SPDR Gold Trust (GLD)
Update 1/4/2017: GLD declined through the early portion of the holding period and then began a shallow retracement to the upside. Declining implied volatility helped the yield, and I exited at 60.1% of maximum potential profit.
Shares declined by 0.6% over 34 days, or a -7% annual rate. The options position produced a 150.5% yield on debit for a +1,616% annual rate.
The idea for this position came from trader Nick Batista at Dough. The structure produces a higher risk/reward ratio in return for wide wings on the iron condor and also has a lower implied volatility percentile than my guidelines allow.
The position, although hedged on both sides, has a long bias.
Like Nick, I shall use the JAN series of options, which trades for the last time 50 days hence, on Jan. 20.
Implied volatility stands at 19%, which stands in the 35th percentile of its annual range. The price used for analysis was $111.73.

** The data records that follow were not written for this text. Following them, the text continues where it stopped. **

PR #387, opened 2022-03-17
Move controls to their own derived type.

rjfarmer:
This moves all controls to s% ctrl. This will break (almost) everyone's
run_star_extras.f90. So there is a python script in linters/update_ctrls.py
which will do the transformation for you. Though the script does not
work when s was renamed (say in the binary module).

This works on #328


rjfarmer:
Testhub https://testhub.mesastar.org/rf%2Fctrl/commits/d0c56dd

rjfarmer:
After chatting with adam we are going to hold on merging this until we do move the other variables into their on struct (and update the python script to handle them). That way we can limit the number of times we break things.

PR #389, opened 2022-03-18
Cleanup up rate selection

rjfarmer:
Series of improvements to the rates code:

- Removes the ability to set which_rates. Now we default to NACRE and REACLIB but don't try to blend between them.
- Adds a new other_rate_get hook for modifying existing reactions
- Adds a other_net_derivs hook that allows for arbitrary reactions (formally you get access to dydt so you can change the composition however you want)
-  Reactions can now be set via an inlist option filename_of_special_rate
- Ship some of the rates removed when I removed the which rates options as rate tables
- Add NACREII rates as extra rate tables that can be loaded

Todo:
- Fix test suite
- Add back FL3a using other_net_derivs

Also merging will be fun as this will break @earlbellinger work on the rate output and is also will be broken by #387. So we need to merge earl's work first, then this, then the star ctrl changes.


fxt44:
interesting that parallelism seems to be a culprit.

rjfarmer:
I think it's more that things get moved around in memory differently now and we avoid whatever was causing the memory corruption.

warrickball (approved):
I haven't looked closely at the rates changes but the new `example_astero` parameters look fine.

warrickball:
Several tests have [failed](https://testhub.mesastar.org/rf%2Frates2/commits/1a870f2) on `bluebear_ifort`. I won't be able to look into this until April 25. If a few more systems could run the tests, we can see whether it's one machine acting up or a real bit-for-bit problem.

fxt44:
i'm rolling on 4 machines now ...

evbauer:
I just pushed an empty `[ci optional]` commit so that hopefully we can get a more apples-to-apples comparison between cannon and bluebear.

evbauer:
It looks like cannon agrees with bluebear about four of the reported failures with `[ci optional]`.
https://testhub.mesastar.org/rf%2Frates2/commits/f80496c

rjfarmer:
Everything's passing now:

https://testhub.mesastar.org/rf%2Frates2/commits/30e7518
https://testhub.mesastar.org/rf%2Frates2/commits/5c998c6

PR #390, opened 2022-03-18
Enabled Uq in TDC.

adamjermyn:
Uq is the turbulent viscosity term in RSP & TDC. Currently it's only on in RSP, but all the logic is there. This PR enables it for TDC. If this passes on Testhub I think it can be merged.


adamjermyn:
Nevermind that broke tons of things.

PR #393, opened 2022-03-25
fix to binary b_fm timestep control 

matthiasfabry:
the binary timestep control b_fm might be unjustly tripped if the donor was switched.

If the donor is switched at the start of the step, b% env_old is not updated to reflect the envelope mass of the new donor.


matthiasfabry:
Here a simple testcase to reproduce the problem

[fm_fix_example.zip](https://github.com/MESAHub/mesa/files/8361285/fm_fix_example.zip)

Iron condor, short the $117 calls and long the $127 calls,
short the $110 puts and long the $100 puts,
sold for a credit and expiring Jan. 21.
Probability of expiring out-of-the-money
| JAN | Strike | OTM | Δ |
|---|---|---|---|
| Upper | 117 | 78.1% | 24 |
| Lower | 110 | 59.1% | 38 |
The premium is $2.38, which is 24% of the width of the position’s wings.
The risk/reward ratio is 3.2:1.
Decision for My Account
I’ve entered a position on GLD as described above. The stock at the time of entry was priced at $111.75.